(TO DO) All that is wanted is a word-for-word copy of the data from its first line to the line containing "min-xu-ai, line 2006: @alexeib, do", both included.

── RECORD EXCERPTS ──

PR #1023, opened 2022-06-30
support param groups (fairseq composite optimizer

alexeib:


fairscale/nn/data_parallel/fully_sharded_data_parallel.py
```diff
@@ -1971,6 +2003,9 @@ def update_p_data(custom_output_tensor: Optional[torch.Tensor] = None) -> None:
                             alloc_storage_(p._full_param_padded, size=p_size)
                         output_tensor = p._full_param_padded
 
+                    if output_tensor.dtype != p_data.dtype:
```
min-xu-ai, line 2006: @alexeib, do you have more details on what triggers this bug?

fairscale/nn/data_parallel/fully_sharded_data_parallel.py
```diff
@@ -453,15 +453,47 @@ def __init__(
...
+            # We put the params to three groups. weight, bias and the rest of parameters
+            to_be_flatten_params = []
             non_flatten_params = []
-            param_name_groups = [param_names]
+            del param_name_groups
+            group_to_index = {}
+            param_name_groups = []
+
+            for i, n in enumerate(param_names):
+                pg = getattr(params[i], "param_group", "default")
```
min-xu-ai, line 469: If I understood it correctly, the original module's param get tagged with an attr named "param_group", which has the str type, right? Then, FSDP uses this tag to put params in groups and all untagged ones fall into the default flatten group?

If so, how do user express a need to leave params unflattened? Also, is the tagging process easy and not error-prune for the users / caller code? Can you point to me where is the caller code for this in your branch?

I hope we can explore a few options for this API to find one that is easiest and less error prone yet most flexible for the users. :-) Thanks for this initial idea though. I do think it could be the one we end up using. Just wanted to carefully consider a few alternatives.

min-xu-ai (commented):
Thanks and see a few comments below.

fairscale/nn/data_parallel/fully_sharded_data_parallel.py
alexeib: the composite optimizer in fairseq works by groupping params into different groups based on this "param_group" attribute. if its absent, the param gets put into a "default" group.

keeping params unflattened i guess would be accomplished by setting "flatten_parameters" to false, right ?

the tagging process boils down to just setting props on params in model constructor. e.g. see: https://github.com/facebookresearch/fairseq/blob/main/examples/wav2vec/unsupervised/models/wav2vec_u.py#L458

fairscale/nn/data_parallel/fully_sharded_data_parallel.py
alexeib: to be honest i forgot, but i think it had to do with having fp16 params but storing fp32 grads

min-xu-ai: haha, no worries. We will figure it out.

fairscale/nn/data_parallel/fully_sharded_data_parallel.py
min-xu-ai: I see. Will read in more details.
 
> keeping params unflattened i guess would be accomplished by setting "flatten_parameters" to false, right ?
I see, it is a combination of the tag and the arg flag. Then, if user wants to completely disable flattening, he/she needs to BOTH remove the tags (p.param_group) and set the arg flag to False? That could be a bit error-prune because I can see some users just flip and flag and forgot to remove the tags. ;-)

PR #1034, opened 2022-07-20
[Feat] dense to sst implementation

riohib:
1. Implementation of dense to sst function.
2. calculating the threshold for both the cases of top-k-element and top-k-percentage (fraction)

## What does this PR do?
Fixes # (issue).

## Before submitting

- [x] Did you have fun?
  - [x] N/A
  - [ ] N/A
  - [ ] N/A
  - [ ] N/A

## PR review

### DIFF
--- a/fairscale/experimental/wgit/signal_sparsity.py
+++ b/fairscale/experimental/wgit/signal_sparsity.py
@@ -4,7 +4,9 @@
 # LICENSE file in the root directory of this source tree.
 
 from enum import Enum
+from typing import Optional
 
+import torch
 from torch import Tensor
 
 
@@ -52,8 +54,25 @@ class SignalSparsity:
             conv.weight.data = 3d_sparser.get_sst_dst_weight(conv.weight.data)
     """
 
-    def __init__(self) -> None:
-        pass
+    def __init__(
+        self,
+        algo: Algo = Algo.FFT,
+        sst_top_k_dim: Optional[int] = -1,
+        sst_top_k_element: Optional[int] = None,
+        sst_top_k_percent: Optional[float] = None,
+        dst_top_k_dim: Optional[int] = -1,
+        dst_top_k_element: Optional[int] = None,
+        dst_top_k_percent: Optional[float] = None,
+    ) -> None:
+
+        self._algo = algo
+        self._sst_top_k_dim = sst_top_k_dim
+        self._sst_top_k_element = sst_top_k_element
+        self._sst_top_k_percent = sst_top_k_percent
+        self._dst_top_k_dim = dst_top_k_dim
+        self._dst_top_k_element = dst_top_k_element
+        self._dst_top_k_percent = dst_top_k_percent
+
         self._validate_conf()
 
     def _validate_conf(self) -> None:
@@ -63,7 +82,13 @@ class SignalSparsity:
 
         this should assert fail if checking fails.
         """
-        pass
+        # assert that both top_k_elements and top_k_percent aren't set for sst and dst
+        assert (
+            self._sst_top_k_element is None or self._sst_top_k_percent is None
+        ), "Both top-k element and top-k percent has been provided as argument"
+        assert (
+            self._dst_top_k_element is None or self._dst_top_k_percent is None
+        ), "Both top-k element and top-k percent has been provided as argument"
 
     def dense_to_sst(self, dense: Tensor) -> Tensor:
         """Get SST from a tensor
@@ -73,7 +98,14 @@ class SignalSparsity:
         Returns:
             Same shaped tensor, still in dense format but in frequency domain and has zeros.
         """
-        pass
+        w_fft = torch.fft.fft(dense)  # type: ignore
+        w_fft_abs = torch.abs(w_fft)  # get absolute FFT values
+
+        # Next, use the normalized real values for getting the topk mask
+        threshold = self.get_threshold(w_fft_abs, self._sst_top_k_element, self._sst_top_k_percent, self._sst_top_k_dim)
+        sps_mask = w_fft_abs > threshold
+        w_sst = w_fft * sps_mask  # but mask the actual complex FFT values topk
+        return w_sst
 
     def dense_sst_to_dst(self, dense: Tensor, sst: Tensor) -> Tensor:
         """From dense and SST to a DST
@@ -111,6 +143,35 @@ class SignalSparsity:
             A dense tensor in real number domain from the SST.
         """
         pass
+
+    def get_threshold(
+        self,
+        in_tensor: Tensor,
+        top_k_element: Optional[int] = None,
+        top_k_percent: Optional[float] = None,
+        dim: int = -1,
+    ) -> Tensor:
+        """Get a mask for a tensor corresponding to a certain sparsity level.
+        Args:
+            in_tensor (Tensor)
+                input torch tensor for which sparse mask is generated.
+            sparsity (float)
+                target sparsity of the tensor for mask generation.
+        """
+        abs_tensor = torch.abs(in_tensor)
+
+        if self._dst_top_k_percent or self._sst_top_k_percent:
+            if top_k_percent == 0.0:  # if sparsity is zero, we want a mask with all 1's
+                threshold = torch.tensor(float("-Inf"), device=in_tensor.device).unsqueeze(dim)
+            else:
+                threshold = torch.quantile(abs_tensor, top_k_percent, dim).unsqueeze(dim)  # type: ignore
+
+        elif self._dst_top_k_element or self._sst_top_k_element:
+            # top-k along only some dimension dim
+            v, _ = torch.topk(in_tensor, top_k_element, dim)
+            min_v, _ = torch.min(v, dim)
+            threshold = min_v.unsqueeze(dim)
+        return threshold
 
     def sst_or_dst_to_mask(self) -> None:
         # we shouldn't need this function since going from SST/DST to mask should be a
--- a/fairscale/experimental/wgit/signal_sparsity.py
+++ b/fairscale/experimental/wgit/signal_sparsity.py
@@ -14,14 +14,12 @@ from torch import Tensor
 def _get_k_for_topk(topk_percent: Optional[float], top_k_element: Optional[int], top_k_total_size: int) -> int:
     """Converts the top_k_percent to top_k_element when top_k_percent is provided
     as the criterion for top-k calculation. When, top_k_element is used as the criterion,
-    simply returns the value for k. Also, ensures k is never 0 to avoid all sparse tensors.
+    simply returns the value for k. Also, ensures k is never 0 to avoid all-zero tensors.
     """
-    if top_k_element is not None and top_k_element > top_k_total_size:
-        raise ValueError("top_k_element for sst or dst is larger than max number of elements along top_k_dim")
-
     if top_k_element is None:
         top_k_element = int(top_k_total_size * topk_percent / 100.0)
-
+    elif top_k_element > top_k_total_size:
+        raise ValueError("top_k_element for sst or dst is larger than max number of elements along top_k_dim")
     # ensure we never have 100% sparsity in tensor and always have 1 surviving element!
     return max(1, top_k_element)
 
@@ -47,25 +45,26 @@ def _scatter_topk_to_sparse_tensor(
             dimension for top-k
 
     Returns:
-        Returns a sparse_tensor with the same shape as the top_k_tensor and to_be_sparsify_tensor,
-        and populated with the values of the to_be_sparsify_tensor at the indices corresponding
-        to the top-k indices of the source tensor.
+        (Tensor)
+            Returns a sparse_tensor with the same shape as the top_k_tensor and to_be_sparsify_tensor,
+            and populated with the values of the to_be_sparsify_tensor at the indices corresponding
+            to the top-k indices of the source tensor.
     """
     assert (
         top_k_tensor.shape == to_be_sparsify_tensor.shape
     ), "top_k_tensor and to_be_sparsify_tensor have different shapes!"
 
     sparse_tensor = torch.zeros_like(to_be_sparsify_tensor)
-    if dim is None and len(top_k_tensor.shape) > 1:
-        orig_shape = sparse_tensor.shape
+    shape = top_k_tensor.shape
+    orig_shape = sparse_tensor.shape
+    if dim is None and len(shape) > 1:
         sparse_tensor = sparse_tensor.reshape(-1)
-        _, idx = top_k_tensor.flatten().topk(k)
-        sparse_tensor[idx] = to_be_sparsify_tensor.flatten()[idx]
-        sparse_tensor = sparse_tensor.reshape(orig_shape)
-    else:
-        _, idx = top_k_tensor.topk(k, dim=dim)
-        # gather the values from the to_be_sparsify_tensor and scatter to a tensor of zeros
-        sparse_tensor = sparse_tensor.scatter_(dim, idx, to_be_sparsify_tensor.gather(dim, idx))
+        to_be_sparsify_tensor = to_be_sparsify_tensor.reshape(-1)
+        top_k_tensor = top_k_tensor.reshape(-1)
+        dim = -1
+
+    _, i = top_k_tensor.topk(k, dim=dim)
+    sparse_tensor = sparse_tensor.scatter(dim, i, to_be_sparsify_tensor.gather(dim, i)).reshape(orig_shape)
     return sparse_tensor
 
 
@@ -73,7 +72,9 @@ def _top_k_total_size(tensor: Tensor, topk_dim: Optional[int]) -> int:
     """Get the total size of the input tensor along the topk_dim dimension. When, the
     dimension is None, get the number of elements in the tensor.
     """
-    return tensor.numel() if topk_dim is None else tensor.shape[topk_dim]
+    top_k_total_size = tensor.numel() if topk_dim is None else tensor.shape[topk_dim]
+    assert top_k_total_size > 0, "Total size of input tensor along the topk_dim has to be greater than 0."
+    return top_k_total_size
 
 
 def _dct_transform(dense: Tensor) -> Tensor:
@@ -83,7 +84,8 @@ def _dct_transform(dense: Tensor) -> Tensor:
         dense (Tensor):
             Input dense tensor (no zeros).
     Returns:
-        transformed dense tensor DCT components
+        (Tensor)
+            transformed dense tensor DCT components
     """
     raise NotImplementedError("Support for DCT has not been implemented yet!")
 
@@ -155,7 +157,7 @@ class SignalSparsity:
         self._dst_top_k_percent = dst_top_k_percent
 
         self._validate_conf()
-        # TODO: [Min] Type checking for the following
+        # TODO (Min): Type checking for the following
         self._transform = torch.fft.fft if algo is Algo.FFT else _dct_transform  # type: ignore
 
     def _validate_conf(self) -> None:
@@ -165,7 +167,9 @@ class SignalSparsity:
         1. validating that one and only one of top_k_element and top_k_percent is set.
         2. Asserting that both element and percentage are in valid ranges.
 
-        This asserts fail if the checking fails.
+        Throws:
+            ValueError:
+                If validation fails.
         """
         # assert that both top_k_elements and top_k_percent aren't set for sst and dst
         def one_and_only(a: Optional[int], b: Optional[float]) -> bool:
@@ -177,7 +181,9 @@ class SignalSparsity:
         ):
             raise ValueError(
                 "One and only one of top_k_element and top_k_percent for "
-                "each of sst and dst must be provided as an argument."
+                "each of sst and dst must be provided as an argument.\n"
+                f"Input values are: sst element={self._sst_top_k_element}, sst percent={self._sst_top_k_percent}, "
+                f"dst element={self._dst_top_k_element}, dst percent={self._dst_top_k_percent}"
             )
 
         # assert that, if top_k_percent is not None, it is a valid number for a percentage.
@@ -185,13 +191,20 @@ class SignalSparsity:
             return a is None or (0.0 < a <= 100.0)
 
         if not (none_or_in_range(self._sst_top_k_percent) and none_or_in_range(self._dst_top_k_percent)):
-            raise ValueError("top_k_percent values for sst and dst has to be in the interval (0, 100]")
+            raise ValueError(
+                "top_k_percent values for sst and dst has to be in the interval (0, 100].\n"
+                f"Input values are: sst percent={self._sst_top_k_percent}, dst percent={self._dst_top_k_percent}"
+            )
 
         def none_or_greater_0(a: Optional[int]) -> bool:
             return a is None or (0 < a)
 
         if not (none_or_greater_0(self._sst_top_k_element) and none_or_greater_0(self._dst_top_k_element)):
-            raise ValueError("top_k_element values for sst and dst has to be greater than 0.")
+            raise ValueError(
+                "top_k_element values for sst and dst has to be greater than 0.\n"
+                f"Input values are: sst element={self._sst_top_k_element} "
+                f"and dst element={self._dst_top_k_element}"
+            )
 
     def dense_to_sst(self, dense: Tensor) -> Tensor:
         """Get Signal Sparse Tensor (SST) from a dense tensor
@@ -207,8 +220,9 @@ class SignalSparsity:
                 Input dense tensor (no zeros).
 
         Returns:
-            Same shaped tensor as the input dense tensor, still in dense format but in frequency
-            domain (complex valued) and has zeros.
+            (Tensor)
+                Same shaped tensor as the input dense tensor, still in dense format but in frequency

───

(YOUR SOLUTION)
PR #1023, opened 2022-06-30
support param groups (fairseq composite optimizer

alexeib:


fairscale/nn/data_parallel/fully_sharded_data_parallel.py
```diff
@@ -1971,6 +2003,9 @@ def update_p_data(custom_output_tensor: Optional[torch.Tensor] = None) -> None:
                             alloc_storage_(p._full_param_padded, size=p_size)
                         output_tensor = p._full_param_padded
 
+                    if output_tensor.dtype != p_data.dtype:
```
min-xu-ai, line 2006: @alexeib, do you have more details on what triggers this bug?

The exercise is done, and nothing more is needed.